Email-Worm.Win32.Vybab

Class Email-Worm
Platform Win32
Description

Technical Details

This worm spreads via the Internet as an attachment to infected messages. It can also infect EXE files.

It is a PE EXE file written in Borland Delphi and is approximately 140 KB in size.

Installation

When installing itself to the system, the worm creates a file named 123.txt in the Windows directory. This file contains the following text string:

babyv ; made of Ran

It also creates files in the root directory and the Windows directory. The names of these files are created from three random characters and one of the following extensions:

bat
exe
htm
rar
doc
xls

These files do not contain the body of the worm.

The worm copies itself to a temporary file named seeyou.rar in the C: root directory.

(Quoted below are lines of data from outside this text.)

PR #387, opened 2020-02-18
[BPK-3636] Enable relative for Android app

tiagoengel:

+ [x] `UNRELEASED.md`
+ [x] `README.md`
+ [x] Tests

### DIFF
--- a/storybook/RelativeFontProvider.js
+++ b/storybook/RelativeFontProvider.js
@@ -1,0 +1,46 @@
+/*
+ * Backpack - Skyscanner's Design System
+ *
+ * Copyright 2016-2020 Skyscanner Ltd
+ *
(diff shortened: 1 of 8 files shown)


storybook/RelativeFontProvider.js
```diff
@@ -0,0 +1,46 @@
+/*
```
olliecurtis: Do we need a test file with tests for this?

tiagoengel: Not really, it's part of the example app/storybook, we don't test or publish any of this. If it's not working will be pretty clear anyway

olliecurtis: In which case all is good from me!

It also creates a file named echo.vbs in the Windows temporary directory. This file contains the script which enables the worm to propagate via email.

Propagation via email

Each time the worm or one of the infected files is launched, the worm sends itself to all addresses in the MS Outlook address book. Infected emails have the following characterstics:

Message header:

Microsoft Pack3, ;o)

Message text:

Hi:
This is Microsoft client server center
Check This!

Infecting EXE files

When the worm is launched for the first time, it infects EXE files located in the Program Files directory, and in the directory which the worm was launched from. It writes itself to the beginning of those files.

After this the worm searches all directories on all accessible drives and infects all EXE files found.

When an infected file is launched, the virus copies itself into the root directory of every available drive and sends itself via email. The original uninfected file is saved in the Windows temporary directory and will re-establish control once the worm finishes the infection process.